Reproduce the opening lines of the records exactly, please, stopping after the line that contains "(diff shortened: 1 of 2 files shown)".

*** Opening ENTRIES SHOWN ***

PR #30, opened 2024-05-04
Change parquet compression

### LINKED ISSUE #29: GeoParquet output doesn't work with DuckDB
So unfortunately we're using brotli compression, which DuckDB doesn't support. Trying to open LFK-AKTI_EPSG25832.parquet from source cooperative or files I've converted seems to result in `Error: Invalid Error: Unsupported compression codec "BROTLI". Supported options are uncompressed, gzip, snappy or zstd`.

I think zstd is generally recommend, see https://twitter.com/kylebarron2/status/1691483893461839872

cholmes:
Changed default compression from brotli to zstd. This enables the output to work by default with DuckDB, which is a decently important target.

Closes #29

### DIFF
--- a/fiboa_cli/convert_utils.py
+++ b/fiboa_cli/convert_utils.py
@@ -26,7 +26,7 @@ def convert(
         attribution = None,
         store_collection = False,
         license = None,
-        compression = "brotli",
+        compression = "zstd",
         **kwargs):
     """
     Converts a German field boundary datasets to fiboa.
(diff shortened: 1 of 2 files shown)


m-mohr:
I got much better compression with brotli in the German datasets. Maybe we should provide an option? Ideally duckdb implements brotli anyway, basing decisions on a single implementation is not ideal. Is there an issue for brotli in duckdb?

cholmes:
Yeah, I think providing an option would be good. I agree basing decisions on a single implementation is not ideal, but I also think DuckDB is one of the better clients to do things in a 'cloud-native geospatial' way, and that it's good to support as many clients as possible. So I definitely lean towards zstd as the default, with brotli as an option.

*** Closing ENTRIES SHOWN ***

▶ [FINISHED EXERCISE]:
PR #30, opened 2024-05-04
Change parquet compression

### LINKED ISSUE #29: GeoParquet output doesn't work with DuckDB
So unfortunately we're using brotli compression, which DuckDB doesn't support. Trying to open LFK-AKTI_EPSG25832.parquet from source cooperative or files I've converted seems to result in `Error: Invalid Error: Unsupported compression codec "BROTLI". Supported options are uncompressed, gzip, snappy or zstd`.

I think zstd is generally recommend, see https://twitter.com/kylebarron2/status/1691483893461839872

cholmes:
Changed default compression from brotli to zstd. This enables the output to work by default with DuckDB, which is a decently important target.

Closes #29

### DIFF
--- a/fiboa_cli/convert_utils.py
+++ b/fiboa_cli/convert_utils.py
@@ -26,7 +26,7 @@ def convert(
         attribution = None,
         store_collection = False,
         license = None,
-        compression = "brotli",
+        compression = "zstd",
         **kwargs):
     """
     Converts a German field boundary datasets to fiboa.
(diff shortened: 1 of 2 files shown)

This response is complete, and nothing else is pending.